PROVIDED RECORDS:
PR #3849, opened 2026-05-21
[actor] Add Unreliable Feedback Type

### LINKED ISSUE #3825: [actor] Signal Reliability Requirements
Create a wrapper around Feedback that allows an actor to specify it can only handle "reliable" messages (meaning that effects are never "dropped"). Something like `Reliable<Feedback>` should do?

patrick-ogrady:
Resolves: #3825


patrick-ogrady:
bugbot run

actor/src/mailbox.rs
```diff
@@ -93,11 +94,32 @@ pub trait Policy: Sized {
...
+    /// # Warning
+    ///
+    /// Do not enqueue into the same mailbox from this method or from destructors triggered by
+    /// editing `overflow`. This method runs while the mailbox holds its overflow lock, so same
+    /// mailbox re-entry can deadlock.
+    ///
+    /// This method should not unwind after mutating `overflow`. A panic, including one from a
+    /// destructor triggered while editing `overflow`, can leave retained overflow data stranded in
+    /// the mailbox.
+    fn handle(overflow: &mut Self::Overflow, message: Self);
```
patrick-ogrady, line 111: Very nice that we no longer need to return a boolean here.

actor/src/mailbox.rs
```diff
@@ -115,6 +137,76 @@ pub trait Policy: Sized {
     fn handle(overflow: &mut Self::Overflow, message: Self) -> bool;
 }
 
+struct Infallible;
```
patrick-ogrady: I think we must be able to better align `Infallible` and `LossyMode` from a naming scheme perspective.

actor/src/lib.rs
```diff
@@ -30,5 +28,34 @@ commonware_macros::stability_scope!(BETA {
         }
     }
 
+    /// Feedback from endpoints that may reject work under backpressure.
+    #[derive(Clone, Copy, Debug, PartialEq, Eq)]
+    pub enum Unreliable<T> {
+        /// Normal endpoint feedback from the submission attempt.
+        Feedback(T),
```
patrick-ogrady: nit: `The work was handled reliably.`

I think we should change this to `Handled(T)`.

actor/src/lib.rs
```diff
@@ -17,8 +17,6 @@ commonware_macros::stability_scope!(BETA {
         Ok,
         /// The submission exceeded configured capacity but was handled by the overflow policy.
         Backoff,
-        /// The submission exceeded configured capacity and was rejected by the overflow policy.
-        Rejected,
         /// The endpoint is closed.
```
patrick-ogrady, line 20: We could do `Result` I suppose? And then it would be reliable/unreliable -> closed?

patrick-ogrady:
bugbot run

actor/src/lib.rs
```diff
@@ -30,5 +28,49 @@ commonware_macros::stability_scope!(BETA {
         }
     }
 
+    /// Feedback from endpoints that may reject work under backpressure.
+    #[derive(Clone, Copy, Debug, PartialEq, Eq)]
+    pub enum Unreliable<T> {
```
patrick-ogrady, line 33: This is kept generic in case we start adding more "outcomes" ... if we eventually go a different route, we can do `UnreliableFeedback` or something.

TASK DIRECTIONS:
Each entry given above is to be duplicated exactly.

REPLY:
PR #3849, opened 2026-05-21
[actor] Add Unreliable Feedback Type

### LINKED ISSUE #3825: [actor] Signal Reliability Requirements
Create a wrapper around Feedback that allows an actor to specify it can only handle "reliable" messages (meaning that effects are never "dropped"). Something like `Reliable<Feedback>` should do?

patrick-ogrady:
Resolves: #3825


patrick-ogrady:
bugbot run

actor/src/mailbox.rs
```diff
@@ -93,11 +94,32 @@ pub trait Policy: Sized {
...
+    /// # Warning
+    ///
+    /// Do not enqueue into the same mailbox from this method or from destructors triggered by
+    /// editing `overflow`. This method runs while the mailbox holds its overflow lock, so same
+    /// mailbox re-entry can deadlock.
+    ///
+    /// This method should not unwind after mutating `overflow`. A panic, including one from a
+    /// destructor triggered while editing `overflow`, can leave retained overflow data stranded in
+    /// the mailbox.
+    fn handle(overflow: &mut Self::Overflow, message: Self);
```
patrick-ogrady, line 111: Very nice that we no longer need to return a boolean here.

actor/src/mailbox.rs
```diff
@@ -115,6 +137,76 @@ pub trait Policy: Sized {
     fn handle(overflow: &mut Self::Overflow, message: Self) -> bool;
 }
 
+struct Infallible;
```
patrick-ogrady: I think we must be able to better align `Infallible` and `LossyMode` from a naming scheme perspective.

actor/src/lib.rs
```diff
@@ -30,5 +28,34 @@ commonware_macros::stability_scope!(BETA {
         }
     }
 
+    /// Feedback from endpoints that may reject work under backpressure.
+    #[derive(Clone, Copy, Debug, PartialEq, Eq)]
+    pub enum Unreliable<T> {
+        /// Normal endpoint feedback from the submission attempt.
+        Feedback(T),
```
patrick-ogrady: nit: `The work was handled reliably.`

I think we should change this to `Handled(T)`.

actor/src/lib.rs
```diff
@@ -17,8 +17,6 @@ commonware_macros::stability_scope!(BETA {
         Ok,
         /// The submission exceeded configured capacity but was handled by the overflow policy.
         Backoff,
-        /// The submission exceeded configured capacity and was rejected by the overflow policy.
-        Rejected,
         /// The endpoint is closed.
```
patrick-ogrady, line 20: We could do `Result` I suppose? And then it would be reliable/unreliable -> closed?

patrick-ogrady:
bugbot run

actor/src/lib.rs
```diff
@@ -30,5 +28,49 @@ commonware_macros::stability_scope!(BETA {
         }
     }
 
+    /// Feedback from endpoints that may reject work under backpressure.
+    #[derive(Clone, Copy, Debug, PartialEq, Eq)]
+    pub enum Unreliable<T> {
```
patrick-ogrady, line 33: This is kept generic in case we start adding more "outcomes" ... if we eventually go a different route, we can do `UnreliableFeedback` or something.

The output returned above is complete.